The most important lesson we can take from Euclid’s work is the idea that student participation in mathematical thinking must take precedence over the delivery of the relevant content knowledge (useful though that material may be). The Elements certainly provides a great deal of important mathematical insight, but always with the aim of demonstrating “beautifully that something is so.” How else could we explain the doubled proof of the Pythagorean theorem in the text, once as the capstone of Book I, and then again, with more generality and greater meaning in Book VI? Not content to show merely the truth of this great theorem, Euclid proves it once and then spends hundreds of pages teaching about ratios so that he can present it again in a more compelling and beautiful way. The fact of the theorem, that a2+b2=c2, where a and b are the sides of a right triangle and c is the hypotenuse, is known to almost any- one with mathematical experience.
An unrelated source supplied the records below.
Issue #15, opened 2020-11-16
Host allows activities without being started


autodidaddict:
You can start actors and perform other activities without first invoking `start()` on the host. In a number of scenarios the host will actually still "work", but the more complicated your host the less this will work. For example, if you invoke without calling `start()` then your actors won't be able to make network RPC calls (no lattice provider configured), the custom authorizer won't be configured, etc.

We should ensure that the  hosts rejects the appropriate calls when the host is not in a started state.

PR #142, opened 2021-03-29
Closing #15

autodidaddict:
Requires an active actix rt system and a previously successful call to start before allowing operations on a live host.

### DIFF
--- a/crates/wasmcloud-host/src/host.rs
+++ b/crates/wasmcloud-host/src/host.rs
@@ -20,8 +20,11 @@ use crate::oci::fetch_oci_bytes;
 use crate::{ControlEvent, HostManifest, NativeCapability, WasmCloudEntity};
 use crate::{Result, SYSTEM_ACTOR};
 use provider_archive::ProviderArchive;
-use std::collections::HashMap;
 use std::time::Duration;
+use std::{
+    collections::HashMap,
+    sync::{Arc, RwLock},
+};
 use wascap::prelude::KeyPair;
 
 /// A host builder provides a convenient, fluid syntax for setting initial configuration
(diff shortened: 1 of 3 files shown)


crates/wasmcloud-host/src/host.rs
```diff
@@ -506,6 +526,16 @@ impl Host {
         Ok(())
     }
 
+    fn ensure_started(&self) -> Result<()> {
+        if *self.started.read().unwrap() == false {
```
brooksmtownsend, line 530: per-clippy warning, this can be refactored to look like:
```
if !*self.started.read().unwrap() {
```

crates/wasmcloud-host/src/host.rs
```diff
@@ -215,6 +219,7 @@ pub struct Host {
     allow_live_updates: bool,
     lattice_cache_provider_ref: Option<String>,
     strict_update_check: bool,
+    started: Arc<RwLock<bool>>,
```
brooksmtownsend, line 222: Is there a reason why this `started` variable is an `Arc<RwLock<bool>>` rather than just a `bool`? I see the benefit of ensuring multiple resources don't modify it at the same time, but it's really only touched when ensuring it has started and appears that a simple `bool` would suffice.

brooksmtownsend (changes requested):
Clippy warning and optimization

crates/wasmcloud-host/src/host.rs
autodidaddict: because the host, by rule, doesn't have any `mut` methods. Mutation has to be kept inside. The host also has requirements by consumers that it be placeable inside refcells, which means it can't do anything internally that isn't threadsafe. So, hiding the mutation of the started field inside an rwlock is the only way to go. Though, we can actually remove the `Arc`.

brooksmtownsend (approved):
happy clippy happy me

What Euclid presents, however, is a call to us to understand and contemplate the relationships that give rise to this fact and a carefully considered path that can lead us to that understanding.

Our students are rational, worshipping beings created in the image of the triune God. Insofar as our approach to mathematics requires them to slavishly follow instructions, chasing what is useful rather than joining in the pursuit of truth that mathematics can and should be, we have dishonored them as well as the One who created the universe and its order. However, if we ignore the clamor of a culture that exalts utility above all other consideration and instead allow our students to enter the study of mathematics as participants rather than just recipients, we might sacrifice some efficiency, but in exchange, they might someday be able to say in agreement with Edna St. Vincent Millay, in wonder and delight, that “Euclid alone has looked on Beauty bare.”